▶ **What to do**
Quote, with no changes, the lines that run from the top of the material to the line with "- Add more tests for **CRM**;", both included.

▶ **Source data**
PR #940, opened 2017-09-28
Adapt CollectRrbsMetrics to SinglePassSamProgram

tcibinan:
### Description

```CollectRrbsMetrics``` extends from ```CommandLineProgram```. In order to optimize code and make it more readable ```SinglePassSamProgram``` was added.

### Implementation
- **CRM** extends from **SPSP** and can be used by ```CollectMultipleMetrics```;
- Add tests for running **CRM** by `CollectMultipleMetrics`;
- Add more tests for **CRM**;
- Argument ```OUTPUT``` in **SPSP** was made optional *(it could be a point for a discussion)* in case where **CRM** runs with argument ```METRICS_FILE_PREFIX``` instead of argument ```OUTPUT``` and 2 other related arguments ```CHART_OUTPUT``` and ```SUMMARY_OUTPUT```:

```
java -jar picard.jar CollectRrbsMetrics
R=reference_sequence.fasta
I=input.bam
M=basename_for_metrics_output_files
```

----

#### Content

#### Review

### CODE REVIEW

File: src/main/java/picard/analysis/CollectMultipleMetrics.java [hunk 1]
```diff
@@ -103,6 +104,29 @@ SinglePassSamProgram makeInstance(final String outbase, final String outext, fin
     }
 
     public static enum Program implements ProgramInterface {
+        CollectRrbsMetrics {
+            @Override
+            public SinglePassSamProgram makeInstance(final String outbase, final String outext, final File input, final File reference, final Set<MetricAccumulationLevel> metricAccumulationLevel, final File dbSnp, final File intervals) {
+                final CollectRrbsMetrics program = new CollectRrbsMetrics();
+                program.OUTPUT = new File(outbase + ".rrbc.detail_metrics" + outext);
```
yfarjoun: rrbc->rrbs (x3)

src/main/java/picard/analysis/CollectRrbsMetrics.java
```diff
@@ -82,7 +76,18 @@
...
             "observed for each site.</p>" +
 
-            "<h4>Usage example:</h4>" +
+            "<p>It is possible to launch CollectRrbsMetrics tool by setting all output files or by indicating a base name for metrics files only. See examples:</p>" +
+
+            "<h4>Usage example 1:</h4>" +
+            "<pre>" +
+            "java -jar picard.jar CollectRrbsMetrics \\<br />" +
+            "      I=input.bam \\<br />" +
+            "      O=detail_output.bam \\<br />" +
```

▶ **The completed task**
PR #940, opened 2017-09-28
Adapt CollectRrbsMetrics to SinglePassSamProgram

tcibinan:
### Description

```CollectRrbsMetrics``` extends from ```CommandLineProgram```. In order to optimize code and make it more readable ```SinglePassSamProgram``` was added.

### Implementation
- **CRM** extends from **SPSP** and can be used by ```CollectMultipleMetrics```;
- Add tests for running **CRM** by `CollectMultipleMetrics`;
- Add more tests for **CRM**;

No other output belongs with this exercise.